═════ Given data ═════

PR #1790, opened 2023-07-20
fix(playground): reflect spec changes

millotp:
## 🧭 What and Why

Add `kotlin` playground to the CLI with `yarn docker playground kotlin search`.

Also fix a bunch of issues in the playground, migration guide and example because the specs changed a while back.


playground/kotlin/src/main/kotlin/com/algolia/playground/Insights.kt
```diff
@@ -19,10 +19,10 @@ suspend fun main() {
     )
     val indexName = dotenv["SEARCH_INDEX"]
 
-    val events = InsightEvents(
+    val events = InsightsEvents(
         events = listOf(
-            InsightEvent(
-                eventType = EventType.Click,
+            EventsItems.ClickedObjectIDs(
+                eventType = ClickEvent.Click,
```
shortcuts, line 25: EventType felt better 🤔

playground/kotlin/bin/main/com/algolia/playground/AbTesting.kt
shortcuts, line 1: is the gitignore up to date?

shortcuts (commented):
lovely!

playground/kotlin/src/main/kotlin/com/algolia/playground/Insights.kt
millotp: here each enum has 1 option, so you can't make a mistake. In typescript it's just a string so it's nice

shortcuts: yup I was talking in term of naming, ClickEvent.Click is redundant IMO

playground/kotlin/bin/main/com/algolia/playground/AbTesting.kt
millotp: I don't know who generates those files (might be IntelliJ), but here running with the cli it's fine, I can add those files to gitignore yes

shortcuts (approved):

═════

• _Exercise requirements_
Only the lines from the one that holds "shortcuts, line 1: is" through the end of the records should appear in the answer, each restated exactly.

• _Task output_
shortcuts, line 1: is the gitignore up to date?

shortcuts (commented):
lovely!

playground/kotlin/src/main/kotlin/com/algolia/playground/Insights.kt
millotp: here each enum has 1 option, so you can't make a mistake. In typescript it's just a string so it's nice

shortcuts: yup I was talking in term of naming, ClickEvent.Click is redundant IMO

playground/kotlin/bin/main/com/algolia/playground/AbTesting.kt
millotp: I don't know who generates those files (might be IntelliJ), but here running with the cli it's fine, I can add those files to gitignore yes

shortcuts (approved):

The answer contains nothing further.